▶ _Data_
Issue #2502, opened 2019-01-30
Swagger HAL example is plain json


martijnhartlief:
When the only available format is hal+json, the docs shows the example in plain json. Maybe this is how it's supposed to work, but I think it's quite confusing since the actual output is completely different than the example.

soyuka:
#2415

Issue #2415, opened 2018-12-22
OpenAPI v3: generate specific JSON Schemas for JSON-LD, JSON:API...


dunglas:
Unlike OpenAPI v2, OpenAPI v3 allows to specify different JSON Schema per MIME type. It would now be possible to document the format-specific reserved keys such as `@id` and `@type` in JSON-LD, and the format specific structures such as `hydra:member` and the errors using OpenAPI.

It would be a nice addition.

MyDigitalLife:
@dunglas Could you specify a bit how this can be achieved? If so I might try and add some schema's for json:api when I have some free time.

dunglas:
Hi @MyDigitalLife the `response` object can now contain a specific JSON Schema per `content`: https://github.com/OAI/OpenAPI-Specification/blob/master/versions/3.0.2.md#response-object

The idea would be to modify https://github.com/api-platform/core/blob/master/src/Swagger/Serializer/DocumentationNormalizer.php#L180 to generate a specific JSON Schema for the JSON-LD response that includes the definition for `@id`, `@type` `hydra:member` and so on. Later, we would do the same for other formats having specific structures (JSON:API and HAL).

MyDigitalLife:
I just did some digging and found a way to do this. Took some searching but i can now define a format for a MimeType and when selecting a new you it switches. You can see my work in progress here: https://github.com/api-platform/core/compare/master...MyDigitalLife:mime-type-components-schema

I will be updating it so that the other operations also use the new formats and will most likely will move the generation of the definition schema to its own class so new format can easily be added. 

@dunglas Got any comments on what I'm doing so far?

dunglas:
@MyDigitalLife sorry I hadn't reviewed your work yet, but I think that it's very important to have this supported. Would you mind opening a PR directly so it will be easier to review.

DrummerKH:
Hello, could you answer, please, when this feature will be released?

dunglas:
@DrummerKH when someone will finish the open PR or contribute a new one.

soyuka:
still relevant

PR #2715, opened 2019-04-07
Mime type components schema

MyDigitalLife:
| Q             | A
| ------------- | ---
| Bug fix?      | no
| New feature?  | yes
| BC breaks?    | no
| Deprecations? | no
| Tests pass?   | yes
| Fixed tickets | #2415 #2502
| License       | MIT
| Doc PR        | 

This is a PR for being able to have different body for mime types.

After these tests are fixed there should be a different body schema created for every mime type. The basics of this can be laid down in this pull request and adding the correct bodies can be done later as long as there is a default body that falls back to how things work now.

Any input in how this can be improved are welcome. 

- [x] Extract  JSON Schema formatting to its own classes
- [x] Load schema formatters using tags: https://symfony.com/doc/current/service_container/tags.html
- [x] Improve formatters to comply with at least 2 different standards (other can be added later on or in a other pull requests)
- [x] Fix tests


src/Swagger/Serializer/DocumentationNormalizer.php
```diff
@@ -604,14 +707,37 @@ private function getDefinitionSchema(bool $v3, string $resourceClass, ResourceMe
         }
 
         $options = isset($serializerContext[AbstractNormalizer::GROUPS]) ? ['serializer_groups' => $serializerContext[AbstractNormalizer::GROUPS]] : [];
+
+        if ($v3) {
+            if ('application/vnd.api+json' === $mimeType) {
```
dunglas: Cab we extract the code generating the JSON Schema corresponding to every supported formats in specific classes. It will make this class less complex (it is already to big and complex), and will allow users to register their on JSON Schema generators for their custom formats.

MyDigitalLife: Yeah, that's on my todo list. I'll add a todo list to the so we know what needs to happen.

MyDigitalLife: I added some functionality to do this, its not finished still needs to get the formatters from the config and create more functions for more complex setups. Its a start, just let me know if its going in the correct direction.

MyDigitalLife:
Alright, looks like this is mostly done. I would love some feedback. There are a few loose ends to tie up (php-cs-fixer and a few few test that still fail), but I would love some feedback. Mostly about the following points:

- Fix a one to many relationship in the JsonApiFormatter, there aren't any current tests that have this relationship in for the docs. I would love some help writing this one so I can finish the check when a relationship is a one to many or a many to one. ATM I don't have the knowledge to mock the resources I need for this. 
- Fix the broken tests. There are 3 tests that re broken and I have no idea why, you can find those [here](https://circleci.com/gh/api-platform/core/11412?utm_campaign=vcs-integration-link&utm_medium=referral&utm_source=github-build-link). I would love some help with fixing these issues. 
- I think I'm using some design pattern name wrong, I'm calling the class i use to get the correct formatter a Factory but I'm not use that correct. 
- General improvements I can make to the code or maybe some extra tests i can write. 

cc @dunglas @teohhanhui 

Looking forward to your feedback and to get the code to the point it can be merged and start writing more formatters.

antograssiot:
The failing tests are because you change the path of references in component's schemas.

In [features/openapi/docs.feature](https://github.com/api-platform/core/blob/bc0806be383a6fc6820a1230bbddd3ea29542ac7/features/openapi/docs.feature#L19) we are checking in the generated OpenAPI for an existing class being defined using [SwaggerContext ::getClassInfo()](https://github.com/api-platform/core/blob/bc0806be383a6fc6820a1230bbddd3ea29542ac7/features/bootstrap/SwaggerContext.php#L178)

For OpenAPI v3, classes were expected in `#/components/schemas/classname` but now there are stored in `#/components/schemas/mimetype/classname` so you need to update this function

MyDigitalLife:
Thanks for the feedback.

I still need to write a test and implement a one to many relationship. I would love some help with this as I haven't figured out how to mock that in the correct tests.

src/Swagger/SchemaFormatter/JsonApiSchemaFormatter.php
```diff
@@ -0,0 +1,108 @@
...
+            ],
+        ];
+    }
+
+    public function setProperty(
+        \ArrayObject $definitionSchema,
+        $normalizedPropertyName,
+        \ArrayObject $property,
+        PropertyMetadata $propertyMetadata
+    ): void {
```
soyuka: We usually inline these.

src/Swagger/SchemaFormatter/JsonApiSchemaFormatter.php
```diff
@@ -0,0 +1,108 @@
...
+            ];
+            // @todo: Fix one to many statement.
+//            if (false) {
+//                $data = [
+//                    'type' => 'object',
+//                    'properties' => [
+//                        $data,
+//                    ],
+//                ];
+//            }
```
soyuka: We may leave the todo comment but not the commented code

src/Swagger/SchemaFormatter/JsonApiSchemaFormatter.php
```diff
@@ -0,0 +1,108 @@
...
+                                        'type' => 'string',
+                                    ],
+                                ],
+                            ],
+                            'data' => $data,
+                        ],
+                    ],
+                ],
+            ];
+        } else {
```
soyuka: return early to avoid the else?

src/Swagger/SchemaFormatter/JsonSchemaFormatter.php
```diff
@@ -0,0 +1,38 @@
...
+    {
+        return [];
+    }
+
+    public function setProperty(
+        \ArrayObject $definitionSchema,
+        $normalizedPropertyName,
+        \ArrayObject $property,
+        PropertyMetadata $propertyMetadata
+    ): void {
```
soyuka: inline this?

src/Swagger/SchemaFormatter/SchemaFormatterProvider.php
```diff
@@ -0,0 +1,43 @@
...
+
+declare(strict_types=1);
+
+namespace ApiPlatform\Core\Swagger\SchemaFormatter;
+
+use ApiPlatform\Core\Exception\FormatterNotFoundException;
+
+class SchemaFormatterProvider
+{
+    /** @var SchemaFormatterInterface[] */
```
dunglas: Move it to the contructors's doc block

src/Swagger/SchemaFormatter/SchemaFormatterProvider.php
```diff
@@ -0,0 +1,43 @@
...
+    {
+        $this->formatters = $formatters;
+    }
+
+    /**
+     * @param string $mimeType
+     *
+     * @return SchemaFormatterInterface
+     */
+    public function getFormatter($mimeType)
```
dunglas:
```suggestion
    public function getFormatter(string $mimeType): SchemaFormatterInterface
```

src/Swagger/SchemaFormatter/SchemaFormatterProvider.php
```diff
@@ -0,0 +1,43 @@
...
+{
+    /** @var SchemaFormatterInterface[] */
+    private $formatters;
+
+    public function __construct(/* iterable */ $formatters)
+    {
+        $this->formatters = $formatters;
+    }
+
+    /**
```
dunglas: DocBlock to be removed, use typehints instead

src/Swagger/SchemaFormatter/SchemaFormatterProvider.php
```diff
@@ -0,0 +1,43 @@
...
+ * file that was distributed with this source code.
+ */
+
+declare(strict_types=1);
+
+namespace ApiPlatform\Core\Swagger\SchemaFormatter;
+
+use ApiPlatform\Core\Exception\FormatterNotFoundException;
+
+class SchemaFormatterProvider
```
dunglas: For consistency with the rest of the code base (see DataProvider / DataPersister for instance), you should rename this class `ChainSchemaFormatter` and make it an implementation of `SchemaFormatterInterface`. Then only inject `SchemaFormatterInterface` in the normalizer.

Also:
```suggestion
final class SchemaFormatterProvider
```

src/Swagger/SchemaFormatter/SchemaFormatterProvider.php
```diff
@@ -0,0 +1,43 @@
...
+     */
+    public function getFormatter($mimeType)
+    {
+        foreach ($this->formatters as $formatter) {
+            if ($formatter->supports($mimeType)) {
+                return $formatter;
+            }
+        }
+
+        throw new FormatterNotFoundException(sprintf('Formatter for mimetype "%s" not supported', $mimeType));
```
dunglas:
```suggestion
        throw new FormatterNotFoundException(sprintf('No formatter supporting the "%s" MIME type is available.', $mimeType));
```

src/Swagger/Serializer/DocumentationNormalizer.php
```diff
@@ -87,11 +88,12 @@ final class DocumentationNormalizer implements NormalizerInterface, CacheableSup
...
+    public function __construct(ResourceMetadataFactoryInterface $resourceMetadataFactory, PropertyNameCollectionFactoryInterface $propertyNameCollectionFactory, PropertyMetadataFactoryInterface $propertyMetadataFactory, ResourceClassResolverInterface $resourceClassResolver, OperationMethodResolverInterface $operationMethodResolver, OperationPathResolverInterface $operationPathResolver, UrlGeneratorInterface $urlGenerator = null, $filterLocator = null, NameConverterInterface $nameConverter = null, bool $oauthEnabled = false, string $oauthType = '', string $oauthFlow = '', string $oauthTokenUrl = '', string $oauthAuthorizationUrl = '', array $oauthScopes = [], array $apiKeys = [], SubresourceOperationFactoryInterface $subresourceOperationFactory = null, bool $paginationEnabled = true, string $paginationPageParameterName = 'page', bool $clientItemsPerPage = false, string $itemsPerPageParameterName = 'itemsPerPage', OperationAwareFormatsProviderInterface $formatsProvider = null, bool $paginationClientEnabled = false, string $paginationClientEnabledParameterName = 'pagination', array $defaultContext = [], SchemaFormatterProvider $schemaFormatterFactory = null)
```
dunglas: `SchemaFormatterInterface $schemaFormatter` instead of `SchemaFormatterProvider` (see my previous comment)

src/Swagger/Serializer/DocumentationNormalizer.php
```diff
@@ -116,14 +118,14 @@ public function __construct(ResourceMetadataFactoryInterface $resourceMetadataFa
         $this->paginationEnabled = $paginationEnabled;
         $this->paginationPageParameterName = $paginationPageParameterName;
         $this->apiKeys = $apiKeys;
-        $this->subresourceOperationFactory = $subresourceOperationFactory;
```
dunglas: Should be reverted I guess

src/Swagger/Serializer/DocumentationNormalizer.php
```diff
@@ -241,9 +243,17 @@ private function updateGetOperation(bool $v3, \ArrayObject $pathOperation, array
         $serializerContext = $this->getSerializerContext($operationType, false, $resourceMetadata, $operationName);
 
         $responseDefinitionKey = false;
+        $responseDefinitionKeys = [];
         $outputMetadata = $resourceMetadata->getTypedOperationAttribute($operationType, $operationName, 'output', ['class' => $resourceClass], true);
         if (null !== $outputClass = $outputMetadata['class'] ?? null) {
-            $responseDefinitionKey = $this->getDefinition($v3, $definitions, $resourceMetadata, $resourceClass, $outputClass, $serializerContext);
+            if ($v3) {
+                foreach ($mimeTypes as $mimeType) {
+                    $responseDefinitionKeys[$mimeType] = $this->getDefinition($v3, $definitions, $resourceMetadata, $resourceClass,
```
dunglas: What about:

* Renaming `SchemaFormatterInterface` in `DefinititionNormalizerInterface`
* Adding only a simple single method to this interface such as `SchemaFormatterInterface::getDefinition(string $resourceClass, string $operationType, string $operationName = null, string $inputOrOutput, array $serializerContext = [], string $mimeType): array` (other arguments such as outputClass and  can be generated using the factory services)

It would simplify the code a lot

src/Swagger/Serializer/DocumentationNormalizer.php
```diff
@@ -256,16 +266,21 @@ private function updateGetOperation(bool $v3, \ArrayObject $pathOperation, array
...
-            if ($responseDefinitionKey) {
-                if ($v3) {
-                    $successResponse['content'] = array_fill_keys($mimeTypes, [
-                        'schema' => [
-                            'type' => 'array',
-                            'items' => ['$ref' => sprintf('#/components/schemas/%s', $responseDefinitionKey)],
-                        ],
-                    ]);
-                } else {
+            if ($v3) {
```
dunglas: Is this change necessary? It generates the same output AFAIU

src/Swagger/Serializer/DocumentationNormalizer.php
```diff
@@ -286,10 +301,19 @@ private function updateGetOperation(bool $v3, \ArrayObject $pathOperation, array
         $pathOperation = $this->addItemOperationParameters($v3, $pathOperation);
 
         $successResponse = ['description' => sprintf('%s resource response', $resourceShortName)];
-        if ($responseDefinitionKey) {
-            if ($v3) {
-                $successResponse['content'] = array_fill_keys($mimeTypes, ['schema' => ['$ref' => sprintf('#/components/schemas/%s', $responseDefinitionKey)]]);
-            } else {
+
+        if ($v3) {
```
dunglas: Same here

src/Swagger/Serializer/DocumentationNormalizer.php
```diff
@@ -408,7 +446,16 @@ private function getSubresourceResponse(bool $v3, $mimeTypes, bool $collection,
             ];
 
             if ($v3) {
-                $okResponse['content'] = array_fill_keys($mimeTypes, ['schema' => ['$ref' => sprintf('#/components/schemas/%s', $definitionKey)]]);
+                foreach ($mimeTypes as $mimeType) {
```
dunglas: Same here. Try to reduce the diff size as much as possible to ease the review process

src/Swagger/Serializer/DocumentationNormalizer.php
```diff
@@ -601,14 +714,30 @@ private function getDefinitionSchema(bool $v3, string $resourceClass, ResourceMe
         }
 
         $options = isset($serializerContext[AbstractNormalizer::GROUPS]) ? ['serializer_groups' => $serializerContext[AbstractNormalizer::GROUPS]] : [];
+
+        $schemaFormatter = null;
+        if ($v3) {
+            try {
+                $schemaFormatter = $this->schemaFormatterFactory->getFormatter($mimeType);
+            } catch (\Exception $e) {
```
dunglas: The default formatter's `supports` method should just always return `true` instead of thowing. It will allow to remove this hack.

src/Swagger/SchemaFormatter/JsonSchemaFormatter.php
```diff
@@ -0,0 +1,38 @@
...
+ * file that was distributed with this source code.
+ */
+
+declare(strict_types=1);
+
+namespace ApiPlatform\Core\Swagger\SchemaFormatter;
+
+use ApiPlatform\Core\Metadata\Property\PropertyMetadata;
+
+class JsonSchemaFormatter implements SchemaFormatterInterface
```
dunglas: Should be renamed `DefaultSchemaFormatter`, cause it can it's the default one, also used for XML and so on.

src/Swagger/SchemaFormatter/JsonSchemaFormatter.php
```diff
@@ -0,0 +1,38 @@
...
+{
+    public function supports(string $mimeType): bool
+    {
+        return 'application/json' === $mimeType;
```
dunglas: Should always return `true`, and should be registered with a low priority.

src/Swagger/Serializer/DocumentationNormalizer.php
MyDigitalLife: Actually this line is duplicate, check a few lines up. I just removed the duplicate line.

src/Swagger/Serializer/DocumentationNormalizer.php
Simperfit: this has been done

▶ _Work order_
Which lines of the data contain "about"? Copy them all.

▶ _Written answer_
Alright, looks like this is mostly done. I would love some feedback. There are a few loose ends to tie up (php-cs-fixer and a few few test that still fail), but I would love some feedback. Mostly about the following points:
dunglas: What about:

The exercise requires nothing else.